Premier Scott Moe and his Saskatchewan Party government seem to desperately want Canada to take the province seriously.
But efforts to send a coherent message to the federal government and other provinces pale in comparison to the apparent determination to ensure nobody hears Saskatchewan’s voice.
This month has proved particularly detrimental in that regard.
First, the province released a “white paper” intended to outline legitimate concerns with federal climate policies that was widely mocked for its ridiculous calculations and even its poor writing.
Then, as you may have heard, a government MLA made the unfathomable decision to invite infamous ex-wife killer and former conservative Saskatchewan politician Colin Thatcher to Wednesday’s Throne Speech.
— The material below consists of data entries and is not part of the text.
PR #2270, opened 2026-02-24
Storage location in Model Version Page

YuliaKrimerman:
## Description

Adds a new **Storage location** section to the Model Version details page sidebar for models registered via the Register + Store flow. When a model artifact has `modelSourceKind: "transfer_job"` properties, the UI fetches the associated transfer job from the BFF and displays:

- **Storage location** — the OCI/S3 destination where the model is currently stored, with a popover explaining this is the "Model destination location" specified during registration
- **Model URI / Path** — the destination URI or path with a context-aware popover (OCI vs S3 vs URI)
- **Storage source details** — an expandable section showing the original model origin location (source type, namespace, and path) before the transfer
- **Stored timestamp** — a new "Stored" field in the metadata section showing when the artifact was successfully stored
- **No-access handling** — if the user doesn't have permission to the transfer job's namespace, a degraded view shows the namespace with a popover explaining how to request access

For models registered without Store (Register Only), the existing "Model location" section is preserved unchanged.
## How Has This Been Tested?

https://github.com/user-attachments/assets/820c55c7-f21f-46ea-ac9e-d22521eae6e0

- **Cypress tests** added for:
  - Storage location section visibility for transfer job artifacts
  - Destination connection info and Model URI content
  - Expandable source details with origin location and path
  - Stored timestamp presence
  - Model location section for non-transfer job artifacts (Register Only)

## Merge criteria:

If you have UI changes

### DIFF
--- a/clients/ui/frontend/src/__tests__/cypress/cypress/tests/mocked/modelRegistry/modelVersionDetails.cy.ts
+++ b/clients/ui/frontend/src/__tests__/cypress/cypress/tests/mocked/modelRegistry/modelVersionDetails.cy.ts
@@ -608,12 +608,12 @@ describe('Model version details', () => {
         modelVersionDetails.findStorageLocationTitle().should('contain.text', 'Storage location');
       });
 
-      it('should show destination connection info and Model URI', () => {
+      it('should show destination secret info and Model URI', () => {
         initStorageLocationIntercepts();
         modelVersionDetails.visit();
 
         modelVersionDetails
-          .findStorageConnectionDisplay()
+          .findStorageSecretDisplay()
           .first()
           .should('contain.text', 'OCI storage')
           .and('contain.text', 'my-project-1');
@@ -630,7 +630,7 @@ describe('Model version details', () => {
         modelVersionDetails.findStorageSourceDetails().find('button').first().click();
 
         modelVersionDetails
-          .findStorageConnectionDisplay()
+          .findStorageSecretDisplay()
           .last()
           .should('contain.text', 'S3 storage')
           .and('contain.text', 'my-project-1');
--- a/clients/ui/frontend/src/app/pages/modelRegistry/screens/ModelVersionDetails/StorageLocationSection.tsx
+++ b/clients/ui/frontend/src/app/pages/modelRegistry/screens/ModelVersionDetails/StorageLocationSection.tsx
@@ -43,13 +43,13 @@ const NoAccessPopover: React.FC<{ namespace: string }> = ({ namespace }) => (
   <Popover
     headerContent={
       <>
-        You don&apos;t have access to the <strong>{namespace}</strong> Project.
+        You don&apos;t have access to the <strong>{namespace}</strong> namespace.
       </>
     }
     bodyContent={
       <>
         <Content component={ContentVariants.p}>
-          To request access to a new or existing project, contact your administrator.
+          To request access to a new or existing namespace, contact your administrator.
         </Content>
         <Content component={ContentVariants.p}>Your administrator might be:</Content>
         <List>
@@ -62,7 +62,7 @@ const NoAccessPopover: React.FC<{ namespace: string }> = ({ namespace }) => (
   >
     <Button
       variant="plain"
-      aria-label="More info about project access"
+      aria-label="More info about namespace access"
       data-testid="no-access-popover-button"
     >
       <OutlinedQuestionCircleIcon />
@@ -70,19 +70,19 @@ const NoAccessPopover: React.FC<{ namespace: string }> = ({ namespace }) => (
   </Popover>
 );
 
-const ConnectionDisplay: React.FC<{
+const SecretDisplay: React.FC<{
   secretName?: string;
   storageType?: StorageType;
   namespace: string;
   hasAccess?: boolean;
 }> = ({ secretName, storageType, namespace, hasAccess = true }) => (
-  <Content component={ContentVariants.p} data-testid="storage-connection-display">
+  <Content component={ContentVariants.p} data-testid="storage-secret-display">
     {(secretName || storageType) && (
       <>
         <strong>
           {secretName || (storageType && `${getStorageTypeLabel(storageType)} storage`)}
         </strong>{' '}
-        connection in{' '}
+        secret in{' '}
       </>
     )}
     <Icon size="sm" isInline>
@@ -100,7 +100,7 @@ const StorageLocationTitle: React.FC = () => (
       headerContent="Storage location"
       bodyContent={
         <Content component={ContentVariants.p}>
-          The connection currently being used to store this model and its artifacts. This is the{' '}
+          The secret currently being used to store this model and its artifacts. This is the{' '}
           <strong>Model destination location</strong> specified during registration.
         </Content>
       }
@@ -163,7 +163,7 @@ const StorageLocationSection: React.FC<StorageLocationSectionProps> = ({
           <StorageLocationTitle />
         </StackItem>
         <StackItem>
-          <ConnectionDisplay namespace={fallbackNamespace} hasAccess={false} />
+          <SecretDisplay namespace={fallbackNamespace} hasAccess={false} />
         </StackItem>
       </Stack>
     );
@@ -196,7 +196,7 @@ const StorageLocationSection: React.FC<StorageLocationSectionProps> = ({
       </StackItem>
 
       <StackItem>
-        <ConnectionDisplay
+        <SecretDisplay
           secretName={transferJob.destSecretName}
           storageType={destType}
           namespace={namespace}
@@ -230,7 +230,7 @@ const StorageLocationSection: React.FC<StorageLocationSectionProps> = ({
           <Stack hasGutter>
             <StackItem>
               <Content component={ContentVariants.p}>
-                Details of the connection used to store the model before it was registered.
+                Details of the secret used to store the model before it was registered.
               </Content>
             </StackItem>
 
@@ -238,9 +238,9 @@ const StorageLocationSection: React.FC<StorageLocationSectionProps> = ({
               <DescriptionList>
                 <DashboardDescriptionListGroup
                   title="Model origin location"
-                  popover="The connection that was used to store the model at the time it was registered."
+                  popover="The secret that was used to store the model at the time it was registered."
                 >
-                  <ConnectionDisplay
+                  <SecretDisplay
                     secretName={transferJob.sourceSecretName}
                     storageType={sourceType}
                     namespace={namespace}
--- a/clients/ui/frontend/src/app/utils.ts
+++ b/clients/ui/frontend/src/app/utils.ts
@@ -142,11 +142,11 @@ export const getStorageTypeLabel = (type: StorageType): string => {
 export const getModelUriPopoverContent = (destType: ModelTransferJobDestinationType): string => {
   switch (destType) {
     case ModelTransferJobDestinationType.OCI:
-      return 'The URI of the OCI connection that is currently being used as the model storage location.';
+      return 'The URI of the OCI secret that is currently being used as the model storage location.';
     case ModelTransferJobDestinationType.S3:
-      return 'The path of the S3-compatible object storage connection that is currently being used as the model storage location.';
+      return 'The path of the S3-compatible object storage secret that is currently being used as the model storage location.';
     default:
-      return 'The URI of the connection that is currently being used as the model storage location.';
+      return 'The URI of the secret that is currently being used as the model storage location.';
   }
 };
 
--- a/clients/ui/frontend/src/__tests__/cypress/cypress/pages/modelRegistryView/modelVersionDetails.ts
+++ b/clients/ui/frontend/src/__tests__/cypress/cypress/pages/modelRegistryView/modelVersionDetails.ts
@@ -182,8 +182,8 @@ class ModelVersionDetails {
     return cy.findByTestId('storage-location-uri');
   }
 
-  findStorageConnectionDisplay() {
-    return cy.findAllByTestId('storage-connection-display');
+  findStorageSecretDisplay() {
+    return cy.findAllByTestId('storage-secret-display');
   }
 
   findStorageSourceDetails() {


clients/ui/bff/internal/mocks/static_data_mock.go
```diff
@@ -138,7 +138,7 @@ func GetModelArtifactMocks() []openapi.ModelArtifact {
 		CustomProperties:         newCustomProperties(),
 		Description:              stringToPointer("This artifact can do more than you would expect"),
 		ExternalId:               stringToPointer("1000001"),
-		Uri:                      stringToPointer("http://localhost/artifacts/1"),
+		Uri:                      stringToPointer("oci://registry.redhat.io/rhelai1/modelcar-granite-7b-starter:1.4.0"),
```
ppadti: I think we should not be using `redhat` - could you please change this to something generic

clients/ui/frontend/src/__mocks__/mockModelTransferJob.ts
```diff
@@ -14,16 +14,18 @@ export const mockModelTransferJob = (partial?: Partial<ModelTransferJob>): Model
...
     awsAccessKeyId: 'accessKeyId',
     awsSecretAccessKey: 'secretAccessKey',
   },
   destination: {
-    type: ModelTransferJobDestinationType.S3,
-    bucket: 'destination-bucket',
-    key: 'models/fraud-detection/v1',
-    region: 'us-west-2',
+    type: ModelTransferJobDestinationType.OCI,
+    uri: 'registry.redhat.io/rhelai1/modelcar-granite-7b-starter:1.4.0',
```
ppadti: same here.

clients/ui/frontend/src/app/hooks/useModelTransferJobForArtifact.ts
```diff
@@ -0,0 +1,38 @@
...
+
+  const callback = React.useCallback<FetchStateCallbackPromise<ModelTransferJob | null>>(
+    (opts) => {
+      if (!apiAvailable) {
+        return Promise.reject(new Error('API not yet available'));
+      }
+      if (!jobNamespace || !jobName) {
+        return Promise.resolve(null);
+      }
+      // TODO: Replace with a GET single job endpoint when the BFF supports it,
```
ppadti: [PR which adds GET endpoint](https://github.com/kubeflow/model-registry/pull/2281) is merged now - could you please rebase it.

clients/ui/frontend/src/app/pages/modelRegistry/screens/ModelVersionDetails/StorageLocationSection.tsx
```diff
@@ -0,0 +1,243 @@
...
+
+const StorageLocationSection: React.FC<StorageLocationSectionProps> = ({
+  fallbackNamespace,
+  transferJob,
+  transferJobLoaded,
+  transferJobError,
+}) => {
+  const [isSourceDetailsExpanded, setIsSourceDetailsExpanded] = React.useState(false);
+
+  // TODO: Replace string matching with structured error status codes from the BFF
```
ppadti: @mturley @YuliaKrimerman - I think here we need to get the list of namespace from `useNamespaceSelector` and find that the job's namespace is in the list to check for user access to that namespace here right?

clients/ui/frontend/src/app/api/service.ts
```diff
@@ -246,6 +246,18 @@ export const getListModelTransferJobs =
       },
     );
 
+export const getModelTransferJobByName =
+  (hostPath: string) =>
```
manaswinidas: Bug: `getModelTransferJobByName` doesn't accept or forward `queryParams`, unlike every other function in this file (e.g. `getListModelTransferJobs`, `createModelTransferJob`, `deleteModelTransferJob`). It only passes `{ namespace }` to `restGET`, dropping the standard `queryParameters` that get wired in via `useModelRegistryAPIState`.

Compare with `getListModelTransferJobs` just above:
```ts
export const getListModelTransferJobs =
  (hostPath: string, queryParams: Record<string, unknown> = {}) => // <-- takes queryParams
```

And the wiring in `useModelRegistryAPIState.tsx`:
```ts
getModelTransferJobByName: getModelTransferJobByName(path),           // <-- missing queryParameters
createModelTransferJob: createModelTransferJob(path, queryParameters), // <-- has it
```

If `queryParameters` carries auth tokens or routing parameters required by the BFF, this function will fail in production. Suggest aligning the signature:
```ts
export const getModelTransferJobByName =
  (hostPath: string, queryParams: Record<string, unknown> = {}) =>
  (opts: APIOptions, namespace: string, jobName: string): Promise<ModelTransferJob> =>
    handleRestFailures(
      restGET(hostPath, `/model_transfer_jobs/${encodeURIComponent(jobName)}`, { ...queryParams, namespace }, opts),
    )...
```
and updating the wiring to `getModelTransferJobByName(path, queryParameters)`.

clients/ui/frontend/src/app/pages/modelRegistry/screens/ModelVersionDetails/ModelVersionDetailsView.tsx
```diff
@@ -54,6 +57,12 @@ const ModelVersionDetailsView: React.FC<ModelVersionDetailsViewProps> = ({
   const modelArtifact = modelArtifacts.items.length ? modelArtifacts.items[0] : null;
   const { apiState } = React.useContext(ModelRegistryContext);
   const storageFields = uriToStorageFields(modelArtifact?.uri || '');
+  const transferJobParams = modelArtifact
+    ? modelSourcePropertiesToTransferJobParams(modelArtifact)
+    : null;
+  const isTransferJobSource = !!transferJobParams;
+  const [transferJob, transferJobLoaded, transferJobError] =
+    useModelTransferJobForArtifact(modelArtifact);
```
manaswinidas: Nit (DRY): `modelSourcePropertiesToTransferJobParams(modelArtifact)` is called here **and** again inside `useModelTransferJobForArtifact` (line 11 of that hook). Both calls run on every render with the same input.

Two options to deduplicate:
1. Have the hook accept pre-computed `TransferJobParams | null` instead of a raw `ModelArtifact`, so the parent computes once and passes down.
2. Have the hook return the computed `isTransferJobSource` boolean alongside the fetch state, so the parent doesn't need to call the converter at all.

clients/ui/frontend/src/app/utils.ts
```diff
@@ -118,3 +123,60 @@ export const getDoubleValue = <T extends ModelRegistryCustomProperties>(
   }
   return 0;
 };
+
+export const getStorageTypeLabel = (type: StorageType | string): string => {
```
manaswinidas: Type safety: The `| string` widening on `StorageType | string` (used here and in `getModelUriPopoverContent` / `getModelUriLabel` below) defeats TypeScript exhaustiveness checking. Any string value will silently fall through to the `default` case without a compiler warning.

Since callers pass `transferJob.destination.type` (typed as `ModelTransferJobDestinationType`) or `transferJob.source.type` (typed as `ModelTransferJobSourceType`), the `| string` shouldn't be needed. Removing it would let TypeScript catch unhandled enum members at compile time if new types are added in the future.

clients/ui/frontend/src/app/pages/modelRegistry/screens/ModelVersionDetails/StorageLocationSection.tsx
```diff
@@ -0,0 +1,243 @@
...
+  // once the BFF returns proper error types for permission issues.
+  const errorMessage = transferJobError?.message ?? '';
+  const hasAccessError =
+    !!transferJobError &&
+    (errorMessage.includes('403') ||
+      errorMessage.includes('forbidden') ||
+      errorMessage.includes('Forbidden'));
```
manaswinidas: Robustness: The string-matching heuristic here is fragile — it will miss cases like HTTP 401, non-English error messages, or error messages that happen to contain the substring "403" in a different context.

The TODO is good, but consider at minimum matching on a status code property if the error object carries one (e.g. `(transferJobError as any).statusCode === 403`), or defining a small `isAccessError(error)` utility that can be updated in one place when the BFF adds structured codes.

clients/ui/frontend/src/__mocks__/mockModelTransferJob.ts
```diff
@@ -14,16 +14,18 @@ export const mockModelTransferJob = (partial?: Partial<ModelTransferJob>): Model
...
   destination: {
-    type: ModelTransferJobDestinationType.S3,
-    bucket: 'destination-bucket',
-    key: 'models/fraud-detection/v1',
-    region: 'us-west-2',
+    type: ModelTransferJobDestinationType.OCI,
+    uri: 'quay.io/my-org/my-model:v1.0.0',
+    registry: 'quay.io',
+    username: 'username',
+    password: 'password',
```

Regardless of the message Saskatchewan’s 15-year-old government wanted to send, the rest of Canada was retrieving its collective jaw off the ground at such stupefying judgment.
If the goal of Moe and his government was to spark a nationwide discussion about the province, mission accomplished. But the discussion is probably focused on getting the province some help, maybe some counselling.
Lumsden-Morse MLA Lyle Stewart, a former cabinet minister, acknowledged he invited Thatcher, a former Progressive Conservative MLA and cabinet minister.
Thatcher was convicted in 1984 of the brutal murder the previous year of his ex-wife JoAnn Wilson. It ranks as one of Canada’s most infamous murders. A movie was made about it.
Stewart defended the invitation on Wednesday, telling The Canadian Press that Thatcher is a “fine individual” and “If anyone has a right to be here, it’s Colin Thatcher.”
A day later, Stewart issued a statement calling the invitation an “error in judgment” and a “distraction,” but not apologizing.
As offensive as Thatcher’s presence was in the legislature of a province with one of Canada’s highest rates of intimate partner violence, it also severely undermined a key government message — getting tough on crime.
It almost works as satire if you like exceedingly black comedy.
Further, Thatcher’s right to attend the throne speech was defended by Policing and Corrections Minister Christine Tell. Yes, as a man on parole, though still serving a life sentence for murder, he certainly can attend.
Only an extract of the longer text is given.